=== TASK TO COMPLETE ===
I'd like every line in the following listing that holds "making" copied.

=== EXCERPTED DATA ===
####################

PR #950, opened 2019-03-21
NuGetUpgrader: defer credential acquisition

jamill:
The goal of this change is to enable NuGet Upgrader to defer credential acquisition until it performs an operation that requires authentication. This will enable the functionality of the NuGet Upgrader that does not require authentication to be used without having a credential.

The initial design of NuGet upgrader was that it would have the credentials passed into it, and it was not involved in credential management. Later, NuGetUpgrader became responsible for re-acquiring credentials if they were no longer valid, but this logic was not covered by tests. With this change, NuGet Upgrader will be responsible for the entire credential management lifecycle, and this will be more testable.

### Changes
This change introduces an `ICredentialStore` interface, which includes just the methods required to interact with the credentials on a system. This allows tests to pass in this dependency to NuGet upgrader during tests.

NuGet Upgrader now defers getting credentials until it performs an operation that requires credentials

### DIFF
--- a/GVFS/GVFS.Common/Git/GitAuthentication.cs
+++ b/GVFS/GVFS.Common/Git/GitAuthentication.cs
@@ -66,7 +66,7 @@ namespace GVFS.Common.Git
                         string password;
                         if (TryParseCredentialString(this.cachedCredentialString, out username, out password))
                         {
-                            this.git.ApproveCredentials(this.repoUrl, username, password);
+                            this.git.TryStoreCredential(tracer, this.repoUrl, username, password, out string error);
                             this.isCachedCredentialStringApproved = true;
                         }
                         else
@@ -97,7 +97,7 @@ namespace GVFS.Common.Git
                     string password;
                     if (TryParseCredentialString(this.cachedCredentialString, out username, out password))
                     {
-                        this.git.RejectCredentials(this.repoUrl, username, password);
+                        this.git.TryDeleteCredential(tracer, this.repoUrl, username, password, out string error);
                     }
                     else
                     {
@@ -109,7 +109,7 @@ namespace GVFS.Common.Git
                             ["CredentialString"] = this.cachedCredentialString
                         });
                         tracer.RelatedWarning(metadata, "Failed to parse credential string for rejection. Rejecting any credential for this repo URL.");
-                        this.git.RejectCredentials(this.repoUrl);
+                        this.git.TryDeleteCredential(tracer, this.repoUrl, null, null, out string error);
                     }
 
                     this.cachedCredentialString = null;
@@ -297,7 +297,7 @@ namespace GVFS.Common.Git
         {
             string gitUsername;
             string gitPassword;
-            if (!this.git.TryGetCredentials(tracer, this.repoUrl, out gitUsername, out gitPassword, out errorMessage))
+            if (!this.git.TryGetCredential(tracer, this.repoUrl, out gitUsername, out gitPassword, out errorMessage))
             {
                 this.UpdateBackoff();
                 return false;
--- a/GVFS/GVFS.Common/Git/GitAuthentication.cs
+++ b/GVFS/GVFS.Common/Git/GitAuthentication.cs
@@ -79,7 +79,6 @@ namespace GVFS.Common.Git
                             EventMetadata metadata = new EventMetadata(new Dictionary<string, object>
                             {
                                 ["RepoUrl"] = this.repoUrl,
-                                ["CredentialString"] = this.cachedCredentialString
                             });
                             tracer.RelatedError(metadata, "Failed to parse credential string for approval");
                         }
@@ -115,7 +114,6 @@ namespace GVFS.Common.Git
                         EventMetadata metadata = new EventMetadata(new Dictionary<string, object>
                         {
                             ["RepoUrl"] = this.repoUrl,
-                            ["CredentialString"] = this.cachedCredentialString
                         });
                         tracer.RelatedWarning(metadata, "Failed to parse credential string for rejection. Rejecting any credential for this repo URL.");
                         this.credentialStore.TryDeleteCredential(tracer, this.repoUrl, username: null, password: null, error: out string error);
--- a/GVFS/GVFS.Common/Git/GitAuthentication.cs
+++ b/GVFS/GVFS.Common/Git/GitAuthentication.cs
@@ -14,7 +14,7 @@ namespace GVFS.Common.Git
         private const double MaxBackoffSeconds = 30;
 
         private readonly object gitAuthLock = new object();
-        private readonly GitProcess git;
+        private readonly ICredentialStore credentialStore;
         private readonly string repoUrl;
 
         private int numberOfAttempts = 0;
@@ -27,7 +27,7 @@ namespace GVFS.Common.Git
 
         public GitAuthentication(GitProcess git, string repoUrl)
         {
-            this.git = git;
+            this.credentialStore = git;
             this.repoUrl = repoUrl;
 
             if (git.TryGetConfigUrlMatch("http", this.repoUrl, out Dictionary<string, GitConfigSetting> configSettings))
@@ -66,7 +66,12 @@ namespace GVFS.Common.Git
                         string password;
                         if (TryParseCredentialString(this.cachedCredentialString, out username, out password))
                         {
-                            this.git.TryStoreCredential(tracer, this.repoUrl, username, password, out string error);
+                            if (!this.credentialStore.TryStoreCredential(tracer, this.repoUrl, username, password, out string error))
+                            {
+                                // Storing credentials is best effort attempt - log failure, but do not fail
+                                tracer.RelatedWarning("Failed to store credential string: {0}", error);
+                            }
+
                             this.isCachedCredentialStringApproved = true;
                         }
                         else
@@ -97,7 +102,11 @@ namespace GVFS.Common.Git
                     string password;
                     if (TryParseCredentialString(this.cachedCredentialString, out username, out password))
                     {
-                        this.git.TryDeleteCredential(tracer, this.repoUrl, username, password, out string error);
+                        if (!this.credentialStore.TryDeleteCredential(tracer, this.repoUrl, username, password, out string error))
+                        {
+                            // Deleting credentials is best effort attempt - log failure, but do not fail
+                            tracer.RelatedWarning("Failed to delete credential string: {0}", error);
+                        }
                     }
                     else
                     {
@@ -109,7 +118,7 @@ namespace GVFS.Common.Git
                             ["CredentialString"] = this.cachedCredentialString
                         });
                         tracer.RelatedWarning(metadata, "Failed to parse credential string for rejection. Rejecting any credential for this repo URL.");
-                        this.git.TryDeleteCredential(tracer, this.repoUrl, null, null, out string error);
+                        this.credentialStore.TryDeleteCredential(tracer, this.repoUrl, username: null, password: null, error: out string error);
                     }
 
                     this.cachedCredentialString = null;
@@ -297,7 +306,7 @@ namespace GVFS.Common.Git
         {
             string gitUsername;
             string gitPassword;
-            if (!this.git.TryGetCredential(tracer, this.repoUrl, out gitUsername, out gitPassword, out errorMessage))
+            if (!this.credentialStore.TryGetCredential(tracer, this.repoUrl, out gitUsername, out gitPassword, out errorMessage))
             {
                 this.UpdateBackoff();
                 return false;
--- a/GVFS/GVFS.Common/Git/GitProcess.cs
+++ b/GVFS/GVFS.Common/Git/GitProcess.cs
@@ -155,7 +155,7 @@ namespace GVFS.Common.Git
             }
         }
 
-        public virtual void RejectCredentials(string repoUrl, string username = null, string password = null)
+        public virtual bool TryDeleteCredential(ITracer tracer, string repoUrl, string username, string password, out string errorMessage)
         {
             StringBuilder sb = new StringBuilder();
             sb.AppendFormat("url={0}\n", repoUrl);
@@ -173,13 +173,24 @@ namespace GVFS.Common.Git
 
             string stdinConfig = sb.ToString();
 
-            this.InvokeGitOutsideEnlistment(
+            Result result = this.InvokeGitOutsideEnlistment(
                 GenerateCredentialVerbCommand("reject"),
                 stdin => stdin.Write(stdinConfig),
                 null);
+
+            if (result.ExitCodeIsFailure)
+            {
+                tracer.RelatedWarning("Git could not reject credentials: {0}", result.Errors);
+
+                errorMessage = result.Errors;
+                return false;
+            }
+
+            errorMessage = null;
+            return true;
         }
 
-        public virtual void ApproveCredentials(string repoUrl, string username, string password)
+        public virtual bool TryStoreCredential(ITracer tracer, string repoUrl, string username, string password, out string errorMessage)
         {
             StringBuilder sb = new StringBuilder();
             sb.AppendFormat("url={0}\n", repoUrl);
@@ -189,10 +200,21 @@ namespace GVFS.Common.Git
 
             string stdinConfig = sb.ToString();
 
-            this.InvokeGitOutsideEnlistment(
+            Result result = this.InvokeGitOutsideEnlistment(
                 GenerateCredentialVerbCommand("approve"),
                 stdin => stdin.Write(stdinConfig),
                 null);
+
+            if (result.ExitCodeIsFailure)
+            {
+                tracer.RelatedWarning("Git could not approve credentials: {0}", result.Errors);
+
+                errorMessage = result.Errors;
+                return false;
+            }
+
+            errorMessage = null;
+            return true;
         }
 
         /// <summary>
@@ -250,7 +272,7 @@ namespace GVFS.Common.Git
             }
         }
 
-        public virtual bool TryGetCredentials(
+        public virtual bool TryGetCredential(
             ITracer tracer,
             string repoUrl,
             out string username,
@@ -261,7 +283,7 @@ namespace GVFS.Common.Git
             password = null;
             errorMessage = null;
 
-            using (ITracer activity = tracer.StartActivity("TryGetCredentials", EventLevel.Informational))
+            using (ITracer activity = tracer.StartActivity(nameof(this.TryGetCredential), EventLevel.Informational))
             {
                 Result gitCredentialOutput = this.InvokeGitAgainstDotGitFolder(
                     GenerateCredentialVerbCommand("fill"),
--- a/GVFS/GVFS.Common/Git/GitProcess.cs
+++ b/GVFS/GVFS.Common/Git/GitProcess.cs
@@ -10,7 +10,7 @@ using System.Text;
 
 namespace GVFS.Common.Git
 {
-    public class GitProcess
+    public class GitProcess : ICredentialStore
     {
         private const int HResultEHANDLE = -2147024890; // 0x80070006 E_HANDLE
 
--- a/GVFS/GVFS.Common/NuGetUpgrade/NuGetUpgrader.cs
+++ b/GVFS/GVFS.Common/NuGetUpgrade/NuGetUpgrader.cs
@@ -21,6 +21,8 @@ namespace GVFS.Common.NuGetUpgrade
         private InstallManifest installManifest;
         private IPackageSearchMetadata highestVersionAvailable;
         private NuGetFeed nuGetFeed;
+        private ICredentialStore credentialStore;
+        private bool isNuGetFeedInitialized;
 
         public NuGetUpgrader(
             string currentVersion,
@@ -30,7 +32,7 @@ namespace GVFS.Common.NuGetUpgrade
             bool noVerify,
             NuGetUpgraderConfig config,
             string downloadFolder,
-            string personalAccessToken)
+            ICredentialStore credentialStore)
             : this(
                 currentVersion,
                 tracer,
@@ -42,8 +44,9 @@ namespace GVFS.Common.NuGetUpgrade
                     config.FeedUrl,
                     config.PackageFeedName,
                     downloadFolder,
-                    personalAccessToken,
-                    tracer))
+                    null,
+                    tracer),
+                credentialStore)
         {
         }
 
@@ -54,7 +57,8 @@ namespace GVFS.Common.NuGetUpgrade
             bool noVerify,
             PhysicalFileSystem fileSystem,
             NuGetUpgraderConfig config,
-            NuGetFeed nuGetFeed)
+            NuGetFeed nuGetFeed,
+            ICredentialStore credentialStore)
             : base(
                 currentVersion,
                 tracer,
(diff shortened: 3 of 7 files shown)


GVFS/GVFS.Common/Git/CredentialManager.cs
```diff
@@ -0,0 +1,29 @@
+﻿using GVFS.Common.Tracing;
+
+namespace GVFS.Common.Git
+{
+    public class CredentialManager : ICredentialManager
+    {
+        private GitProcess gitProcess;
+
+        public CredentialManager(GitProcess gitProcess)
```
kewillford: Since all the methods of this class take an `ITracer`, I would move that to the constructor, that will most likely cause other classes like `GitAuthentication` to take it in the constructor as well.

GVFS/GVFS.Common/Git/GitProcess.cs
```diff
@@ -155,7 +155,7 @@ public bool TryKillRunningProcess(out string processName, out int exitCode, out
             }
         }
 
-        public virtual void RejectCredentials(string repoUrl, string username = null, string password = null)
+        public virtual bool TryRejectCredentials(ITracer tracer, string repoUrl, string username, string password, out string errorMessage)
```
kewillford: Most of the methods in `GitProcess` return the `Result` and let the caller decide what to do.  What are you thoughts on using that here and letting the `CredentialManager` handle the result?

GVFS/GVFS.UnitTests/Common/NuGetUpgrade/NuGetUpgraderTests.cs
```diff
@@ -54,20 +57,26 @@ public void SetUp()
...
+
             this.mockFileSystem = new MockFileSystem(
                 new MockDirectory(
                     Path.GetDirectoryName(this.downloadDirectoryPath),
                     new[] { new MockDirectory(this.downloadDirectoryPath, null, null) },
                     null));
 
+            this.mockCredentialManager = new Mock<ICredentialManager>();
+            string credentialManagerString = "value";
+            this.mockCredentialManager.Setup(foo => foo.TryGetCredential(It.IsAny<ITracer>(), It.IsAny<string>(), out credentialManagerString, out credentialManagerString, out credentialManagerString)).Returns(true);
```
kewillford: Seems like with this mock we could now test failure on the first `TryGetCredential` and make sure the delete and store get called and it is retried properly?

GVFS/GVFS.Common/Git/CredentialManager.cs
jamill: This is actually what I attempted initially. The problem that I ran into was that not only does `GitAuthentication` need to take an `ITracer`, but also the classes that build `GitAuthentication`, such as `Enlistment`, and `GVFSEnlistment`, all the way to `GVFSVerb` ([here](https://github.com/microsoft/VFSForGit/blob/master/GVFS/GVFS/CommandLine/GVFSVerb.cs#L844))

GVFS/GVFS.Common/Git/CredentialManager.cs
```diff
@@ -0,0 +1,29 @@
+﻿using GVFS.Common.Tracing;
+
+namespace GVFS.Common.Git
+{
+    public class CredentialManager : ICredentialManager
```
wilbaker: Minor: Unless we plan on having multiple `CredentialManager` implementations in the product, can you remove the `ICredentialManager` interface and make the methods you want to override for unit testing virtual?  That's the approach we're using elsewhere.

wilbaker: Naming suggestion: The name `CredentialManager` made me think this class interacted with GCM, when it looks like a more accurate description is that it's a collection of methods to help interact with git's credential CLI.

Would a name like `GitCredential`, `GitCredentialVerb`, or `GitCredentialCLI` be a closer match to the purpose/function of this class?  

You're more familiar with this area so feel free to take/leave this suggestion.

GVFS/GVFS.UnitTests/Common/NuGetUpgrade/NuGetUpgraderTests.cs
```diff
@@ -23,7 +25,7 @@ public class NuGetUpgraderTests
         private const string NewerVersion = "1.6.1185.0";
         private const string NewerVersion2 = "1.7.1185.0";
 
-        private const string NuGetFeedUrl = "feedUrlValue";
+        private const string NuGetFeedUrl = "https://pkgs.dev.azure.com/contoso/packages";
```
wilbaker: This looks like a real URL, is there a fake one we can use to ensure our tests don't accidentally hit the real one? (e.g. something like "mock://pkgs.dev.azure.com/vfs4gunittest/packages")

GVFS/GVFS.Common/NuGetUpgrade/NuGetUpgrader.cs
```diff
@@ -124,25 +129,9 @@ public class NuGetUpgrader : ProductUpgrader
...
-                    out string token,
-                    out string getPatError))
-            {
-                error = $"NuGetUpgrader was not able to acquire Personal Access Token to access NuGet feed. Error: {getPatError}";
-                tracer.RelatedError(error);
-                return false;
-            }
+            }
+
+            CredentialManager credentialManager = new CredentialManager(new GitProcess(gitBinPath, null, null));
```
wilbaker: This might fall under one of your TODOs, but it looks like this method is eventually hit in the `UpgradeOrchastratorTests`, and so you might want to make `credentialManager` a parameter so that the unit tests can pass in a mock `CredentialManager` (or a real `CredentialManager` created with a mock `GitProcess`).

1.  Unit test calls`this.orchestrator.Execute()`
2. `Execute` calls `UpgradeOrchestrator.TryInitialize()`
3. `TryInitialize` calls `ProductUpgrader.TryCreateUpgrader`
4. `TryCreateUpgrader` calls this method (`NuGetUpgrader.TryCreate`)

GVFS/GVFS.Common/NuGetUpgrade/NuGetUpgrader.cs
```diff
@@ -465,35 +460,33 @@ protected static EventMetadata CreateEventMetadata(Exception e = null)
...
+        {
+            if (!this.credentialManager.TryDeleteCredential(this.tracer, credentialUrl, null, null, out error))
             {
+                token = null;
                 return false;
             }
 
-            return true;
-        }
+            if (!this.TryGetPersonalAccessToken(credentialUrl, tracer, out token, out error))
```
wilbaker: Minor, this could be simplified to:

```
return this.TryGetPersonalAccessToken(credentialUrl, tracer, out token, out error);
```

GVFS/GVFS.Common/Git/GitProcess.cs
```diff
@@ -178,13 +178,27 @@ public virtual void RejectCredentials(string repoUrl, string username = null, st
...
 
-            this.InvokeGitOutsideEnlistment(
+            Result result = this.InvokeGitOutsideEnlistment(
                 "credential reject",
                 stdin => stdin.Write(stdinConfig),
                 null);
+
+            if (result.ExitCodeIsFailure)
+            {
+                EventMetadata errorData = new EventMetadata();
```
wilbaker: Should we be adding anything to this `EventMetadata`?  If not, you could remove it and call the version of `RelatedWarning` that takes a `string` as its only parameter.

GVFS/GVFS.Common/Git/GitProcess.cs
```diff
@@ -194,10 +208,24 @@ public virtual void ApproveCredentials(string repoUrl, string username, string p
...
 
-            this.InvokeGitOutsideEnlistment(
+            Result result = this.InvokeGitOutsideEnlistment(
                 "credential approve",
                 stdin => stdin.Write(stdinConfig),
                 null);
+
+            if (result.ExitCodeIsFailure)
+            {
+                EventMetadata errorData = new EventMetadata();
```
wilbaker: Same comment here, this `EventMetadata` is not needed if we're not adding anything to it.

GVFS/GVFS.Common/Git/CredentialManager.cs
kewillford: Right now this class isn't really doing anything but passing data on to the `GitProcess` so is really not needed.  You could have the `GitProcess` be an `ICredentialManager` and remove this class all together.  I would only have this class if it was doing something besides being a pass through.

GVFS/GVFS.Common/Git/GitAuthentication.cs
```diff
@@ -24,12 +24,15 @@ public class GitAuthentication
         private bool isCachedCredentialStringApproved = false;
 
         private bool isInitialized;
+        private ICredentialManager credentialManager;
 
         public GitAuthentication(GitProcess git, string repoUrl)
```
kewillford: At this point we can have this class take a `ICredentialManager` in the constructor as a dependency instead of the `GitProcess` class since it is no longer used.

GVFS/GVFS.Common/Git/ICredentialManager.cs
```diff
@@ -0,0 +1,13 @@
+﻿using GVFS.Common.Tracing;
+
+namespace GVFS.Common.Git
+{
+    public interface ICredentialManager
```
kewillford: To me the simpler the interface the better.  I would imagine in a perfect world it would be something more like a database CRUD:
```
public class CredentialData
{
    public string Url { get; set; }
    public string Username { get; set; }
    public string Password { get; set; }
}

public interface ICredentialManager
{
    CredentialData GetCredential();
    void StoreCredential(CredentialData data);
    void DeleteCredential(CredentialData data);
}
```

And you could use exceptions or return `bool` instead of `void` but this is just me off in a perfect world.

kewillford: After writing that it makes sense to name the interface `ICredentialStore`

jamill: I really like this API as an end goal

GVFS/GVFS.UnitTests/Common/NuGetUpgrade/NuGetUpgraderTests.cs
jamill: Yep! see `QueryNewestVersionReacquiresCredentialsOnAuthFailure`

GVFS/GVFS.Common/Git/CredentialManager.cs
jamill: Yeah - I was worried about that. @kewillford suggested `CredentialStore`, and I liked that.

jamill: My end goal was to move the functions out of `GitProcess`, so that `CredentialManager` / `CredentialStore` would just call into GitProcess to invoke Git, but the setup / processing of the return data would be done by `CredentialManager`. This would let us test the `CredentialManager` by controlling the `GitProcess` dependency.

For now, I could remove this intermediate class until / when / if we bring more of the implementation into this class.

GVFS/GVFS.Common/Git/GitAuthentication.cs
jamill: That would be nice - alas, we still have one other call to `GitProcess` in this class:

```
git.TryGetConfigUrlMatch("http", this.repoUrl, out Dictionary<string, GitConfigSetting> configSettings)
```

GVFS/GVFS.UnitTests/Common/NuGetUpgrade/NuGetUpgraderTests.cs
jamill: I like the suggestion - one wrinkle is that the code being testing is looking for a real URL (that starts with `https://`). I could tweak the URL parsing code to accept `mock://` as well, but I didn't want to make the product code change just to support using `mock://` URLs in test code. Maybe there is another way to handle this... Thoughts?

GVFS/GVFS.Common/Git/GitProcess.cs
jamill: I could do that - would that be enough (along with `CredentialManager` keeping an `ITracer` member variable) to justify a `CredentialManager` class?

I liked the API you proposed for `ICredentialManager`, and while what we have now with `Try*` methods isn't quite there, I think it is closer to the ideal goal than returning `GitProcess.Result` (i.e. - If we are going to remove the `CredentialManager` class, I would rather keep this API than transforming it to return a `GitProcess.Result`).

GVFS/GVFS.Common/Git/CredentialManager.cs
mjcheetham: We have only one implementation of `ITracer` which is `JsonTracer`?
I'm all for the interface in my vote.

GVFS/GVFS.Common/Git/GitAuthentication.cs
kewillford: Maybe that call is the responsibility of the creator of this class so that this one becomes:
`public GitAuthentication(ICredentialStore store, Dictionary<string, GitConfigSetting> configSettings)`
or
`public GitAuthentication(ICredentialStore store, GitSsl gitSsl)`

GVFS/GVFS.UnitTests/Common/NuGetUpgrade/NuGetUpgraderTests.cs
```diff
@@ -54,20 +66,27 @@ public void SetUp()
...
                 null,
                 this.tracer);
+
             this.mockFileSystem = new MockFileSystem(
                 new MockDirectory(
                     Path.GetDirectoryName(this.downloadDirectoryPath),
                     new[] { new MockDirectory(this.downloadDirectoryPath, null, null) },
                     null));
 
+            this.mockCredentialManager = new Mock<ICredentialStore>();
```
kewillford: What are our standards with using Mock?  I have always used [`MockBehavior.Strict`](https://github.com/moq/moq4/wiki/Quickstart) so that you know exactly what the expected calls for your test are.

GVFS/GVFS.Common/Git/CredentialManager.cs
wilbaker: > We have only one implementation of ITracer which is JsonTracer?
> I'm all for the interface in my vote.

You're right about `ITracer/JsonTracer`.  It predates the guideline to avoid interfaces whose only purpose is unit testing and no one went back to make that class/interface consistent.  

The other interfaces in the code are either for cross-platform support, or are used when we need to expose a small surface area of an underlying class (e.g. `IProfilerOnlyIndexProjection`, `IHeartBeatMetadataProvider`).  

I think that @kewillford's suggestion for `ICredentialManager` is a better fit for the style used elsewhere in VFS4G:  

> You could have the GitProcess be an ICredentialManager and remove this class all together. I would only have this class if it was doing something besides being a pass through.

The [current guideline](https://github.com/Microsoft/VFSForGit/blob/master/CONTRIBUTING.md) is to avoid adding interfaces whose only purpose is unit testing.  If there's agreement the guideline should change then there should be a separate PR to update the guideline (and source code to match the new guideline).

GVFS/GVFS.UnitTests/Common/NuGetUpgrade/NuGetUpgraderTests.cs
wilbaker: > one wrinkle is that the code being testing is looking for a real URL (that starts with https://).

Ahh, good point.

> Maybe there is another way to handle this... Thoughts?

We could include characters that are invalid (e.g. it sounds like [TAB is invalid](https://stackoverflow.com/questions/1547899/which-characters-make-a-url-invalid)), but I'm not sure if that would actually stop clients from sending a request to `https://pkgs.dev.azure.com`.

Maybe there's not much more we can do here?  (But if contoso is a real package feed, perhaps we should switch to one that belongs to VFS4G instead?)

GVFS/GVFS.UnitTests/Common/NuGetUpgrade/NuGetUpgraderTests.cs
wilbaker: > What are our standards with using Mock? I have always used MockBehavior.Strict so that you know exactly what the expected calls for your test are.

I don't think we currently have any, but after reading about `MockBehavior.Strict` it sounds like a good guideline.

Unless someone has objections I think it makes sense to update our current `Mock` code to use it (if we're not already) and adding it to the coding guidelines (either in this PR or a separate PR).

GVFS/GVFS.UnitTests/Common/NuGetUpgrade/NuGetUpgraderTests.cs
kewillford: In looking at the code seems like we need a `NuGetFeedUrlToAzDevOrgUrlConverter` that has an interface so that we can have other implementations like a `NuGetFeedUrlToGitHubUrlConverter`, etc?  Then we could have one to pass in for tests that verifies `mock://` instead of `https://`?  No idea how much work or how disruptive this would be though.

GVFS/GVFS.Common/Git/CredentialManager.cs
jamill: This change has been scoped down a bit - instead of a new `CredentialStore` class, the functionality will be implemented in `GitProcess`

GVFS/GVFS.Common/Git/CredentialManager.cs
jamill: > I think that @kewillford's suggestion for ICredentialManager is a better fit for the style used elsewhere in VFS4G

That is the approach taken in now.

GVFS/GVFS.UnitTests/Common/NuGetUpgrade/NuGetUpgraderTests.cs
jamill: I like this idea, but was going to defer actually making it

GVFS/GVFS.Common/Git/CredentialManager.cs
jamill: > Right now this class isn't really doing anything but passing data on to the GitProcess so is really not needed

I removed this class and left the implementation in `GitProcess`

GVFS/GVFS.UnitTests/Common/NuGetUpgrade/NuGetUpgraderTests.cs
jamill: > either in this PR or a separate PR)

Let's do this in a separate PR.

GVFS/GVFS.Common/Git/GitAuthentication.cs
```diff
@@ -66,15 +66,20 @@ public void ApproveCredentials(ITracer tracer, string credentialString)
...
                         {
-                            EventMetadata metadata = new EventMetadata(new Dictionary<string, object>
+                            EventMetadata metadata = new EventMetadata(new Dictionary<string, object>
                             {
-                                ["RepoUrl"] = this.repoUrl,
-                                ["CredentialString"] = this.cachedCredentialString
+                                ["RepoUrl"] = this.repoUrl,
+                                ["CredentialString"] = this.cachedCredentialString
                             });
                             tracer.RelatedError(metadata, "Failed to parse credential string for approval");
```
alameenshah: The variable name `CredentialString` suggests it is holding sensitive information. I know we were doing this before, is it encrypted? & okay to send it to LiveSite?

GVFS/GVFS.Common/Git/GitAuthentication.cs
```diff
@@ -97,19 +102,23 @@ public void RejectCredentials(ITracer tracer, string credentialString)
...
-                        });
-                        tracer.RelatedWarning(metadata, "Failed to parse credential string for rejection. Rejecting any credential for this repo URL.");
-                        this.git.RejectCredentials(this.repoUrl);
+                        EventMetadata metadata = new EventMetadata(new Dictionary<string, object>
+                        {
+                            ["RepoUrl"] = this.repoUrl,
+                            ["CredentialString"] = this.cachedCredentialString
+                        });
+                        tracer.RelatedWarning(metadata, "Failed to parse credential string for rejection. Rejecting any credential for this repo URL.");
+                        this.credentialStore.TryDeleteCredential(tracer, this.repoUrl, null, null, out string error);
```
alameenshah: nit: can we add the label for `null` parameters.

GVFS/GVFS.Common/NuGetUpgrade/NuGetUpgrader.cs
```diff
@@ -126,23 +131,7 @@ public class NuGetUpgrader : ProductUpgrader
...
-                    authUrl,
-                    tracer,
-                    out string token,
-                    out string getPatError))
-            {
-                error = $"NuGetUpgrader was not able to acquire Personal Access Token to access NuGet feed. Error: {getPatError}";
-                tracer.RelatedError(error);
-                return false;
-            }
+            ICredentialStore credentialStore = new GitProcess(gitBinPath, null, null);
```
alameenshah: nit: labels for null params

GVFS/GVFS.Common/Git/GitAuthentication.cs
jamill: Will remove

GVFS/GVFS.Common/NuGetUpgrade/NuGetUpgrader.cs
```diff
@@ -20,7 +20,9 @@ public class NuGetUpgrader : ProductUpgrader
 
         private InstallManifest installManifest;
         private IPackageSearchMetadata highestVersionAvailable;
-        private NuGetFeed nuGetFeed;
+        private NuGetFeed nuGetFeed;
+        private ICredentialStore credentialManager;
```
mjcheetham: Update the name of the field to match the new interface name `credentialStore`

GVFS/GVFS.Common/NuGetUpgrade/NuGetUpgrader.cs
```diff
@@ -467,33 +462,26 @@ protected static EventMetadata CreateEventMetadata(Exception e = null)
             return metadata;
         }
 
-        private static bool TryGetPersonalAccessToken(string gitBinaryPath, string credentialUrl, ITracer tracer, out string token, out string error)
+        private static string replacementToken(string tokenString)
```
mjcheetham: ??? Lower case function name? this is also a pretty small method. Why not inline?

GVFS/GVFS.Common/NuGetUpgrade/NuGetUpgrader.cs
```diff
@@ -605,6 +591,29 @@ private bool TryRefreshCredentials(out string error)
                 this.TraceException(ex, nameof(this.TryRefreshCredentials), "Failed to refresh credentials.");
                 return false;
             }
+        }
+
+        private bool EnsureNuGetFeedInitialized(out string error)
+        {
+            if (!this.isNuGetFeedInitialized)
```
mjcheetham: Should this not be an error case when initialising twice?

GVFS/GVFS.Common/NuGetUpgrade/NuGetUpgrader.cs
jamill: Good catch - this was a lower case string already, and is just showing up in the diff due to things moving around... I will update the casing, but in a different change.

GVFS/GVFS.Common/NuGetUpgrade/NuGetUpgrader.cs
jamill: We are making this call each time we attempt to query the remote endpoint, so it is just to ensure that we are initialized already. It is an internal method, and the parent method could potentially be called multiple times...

####################

=== OUTPUT OF THE EXERCISE ===
jamill: I like this idea, but was going to defer actually making it
jamill: We are making this call each time we attempt to query the remote endpoint, so it is just to ensure that we are initialized already. It is an internal method, and the parent method could potentially be called multiple times...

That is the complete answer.